- [Task to carry out]: The answer should be every line below, retyped exactly.

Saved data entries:
»»

PR #737, opened 2018-07-28
Fix expansion of multibyte IFS characters

### LINKED ISSUE #13: ksh93: "$*" joins positional parameters on the first byte of $IFS instead of first character
```
$ ksh -c 'IFS=é; set : :; echo "$*"' | hd
00000000  3a c3 3a 0a                                       |:.:.|
00000004
$ echo é | hd
00000000  c3 a9 0a                                          |...|
00000003
$ locale charmap
UTF-8
```

Expected `:é:` (3a c3 a9 3a 0a)

POSIX says it must be the first character not byte http://pubs.opengroup.org/onlinepubs/9699919799/utilities/V3_chap02.html#tag_18_05_02

bash and zsh use the first character.

etscrivner:
Closes #13. Previously, the `varsub` method used for the macro expansion of
`$param`, `${param}`, and `${param op word}` would incorrectly expand the
internal field separator (IFS) if it was a multibyte character. This was due to
truncation based on the incorrect assumption that the IFS would never be larger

««

- [Task output]:
PR #737, opened 2018-07-28
Fix expansion of multibyte IFS characters

### LINKED ISSUE #13: ksh93: "$*" joins positional parameters on the first byte of $IFS instead of first character
```
$ ksh -c 'IFS=é; set : :; echo "$*"' | hd
00000000  3a c3 3a 0a                                       |:.:.|
00000004
$ echo é | hd
00000000  c3 a9 0a                                          |...|
00000003
$ locale charmap
UTF-8
```

Expected `:é:` (3a c3 a9 3a 0a)

POSIX says it must be the first character not byte http://pubs.opengroup.org/onlinepubs/9699919799/utilities/V3_chap02.html#tag_18_05_02

bash and zsh use the first character.

etscrivner:
Closes #13. Previously, the `varsub` method used for the macro expansion of
`$param`, `${param}`, and `${param op word}` would incorrectly expand the
internal field separator (IFS) if it was a multibyte character. This was due to
truncation based on the incorrect assumption that the IFS would never be larger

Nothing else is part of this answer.